The next step is to perform the translation. You can use a normal editor to append the French string inside the ivcm_fr.po or use poEdit or any other .po editor. The result of the translation would look like:

#: ivcm.py:168
#, python-format
msgid ""
"\n"
"   ERROR: %s"
msgstr ""
"\n"
"   ERREUR: %s"

#: ivcm_wxFrame1.py:638 ivcm_wxFrame1.py:1742
msgid "&About..."
msgstr "À propos de iVCM..."

Note that every line with a '#' in the first column is a comment or flag. In the example above the python-format flag shows that the strings were extracted from Python source. The #: lines show the line number of the original source.

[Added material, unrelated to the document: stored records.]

PR #1543, opened 2024-12-05
CMS-473: Update no results styling

ayumi-oxd:
### Jira Ticket:
CMS-473

### Description:
- Update no results styling
- Fix that bullet points were missing in the No result message

### DIFF
--- a/src/gatsby/src/styles/search.scss
+++ b/src/gatsby/src/styles/search.scss
@@ -582,6 +582,12 @@ div[class$="-singleValue"] {
       outline: $colorBlueMed auto 1px;
     }
   }
+  ul {
+    padding-left: 32px !important;
+    li {
+      list-style-type: disc !important;
+    }
+  }
 }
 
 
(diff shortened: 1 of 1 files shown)


src/gatsby/src/styles/search.scss
```diff
@@ -582,6 +582,12 @@ div[class$="-singleValue"] {
       outline: $colorBlueMed auto 1px;
     }
   }
+  ul {
+    padding-left: 32px !important;
```
duncan-oxd, line 586: The style from commons.css on the homepage has this as `2rem` and it might be good to use rem here too, so it will scale with the font size. (If that ever happens)

By the way, when I tested this locally, there were parks with every letter including X/Y/Z - did you manually filter something out to test this?

ayumi-oxd: I just added `<NoSearchResults />` outside of the condition and checked how it looked like 😂 Changing park names/losing parks is not common, so this message probably won't be seen on the A-Z page but it's always good to have a fallback!

duncan-oxd (approved):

Some of the flags are set when you re-synchronyze the translations with the source. This resynchronization is required if the source changes after you have created the translated .po file(s).

My mki18n.py script will automatically perform syncronisation if it finds .po files that have the domain_language.po name layout. After a re-synchronization, 'mki18n -p' creates a .new file for every .po file found. In my example, it would create a ivcm_fr.po.new and a ivcm_sp.po.new

If the source has not changed, the .new files are equal to the .po file. Otherwise, the .new file contains the new strings to translate, place the straing that were removed from the source as comments inside the .po.new file and may also flag some strings as 'fuzzy'. A fuzzy flag indicates that the translation of the original source should probably change because the original string changed. So, I compare the .po and .po.new, and edit whatever is requiered, leaving the finished work inside the .po file.

The final step is to compile the finished .po file into the .mo file.

The .mo file normally reside inside the LC_MESSAGES of a 'locale' sub-directory with a xx/LC_MESSAGES for each supported language:

du locale
         3 locale/en/LC_MESSAGES
      8803 locale/en
       172 locale/fr/LC_MESSAGES
      7997 locale/fr
         4 locale/sp/LC_MESSAGES
        54 locale/sp
     20413 locale

I create the .mo file using mki18n -m which uses the msgfmt.exe tool that comes with the GNU gettext utility.

And then the application uses the .mo file!

[1]	The word internationalization is often abbreviated as I18N: take the first letter of the word (i) followed by the number of letters in the word (18) and terminate it with the last letter of the word (n)

[2]	MO stands for Machine Object file.

[3]	PO stands for Portable Object file.

[4]	The translation domain corresponds to the .mo dictionary file that is searched by the _() gettext translation function. It is selected by gettext.install().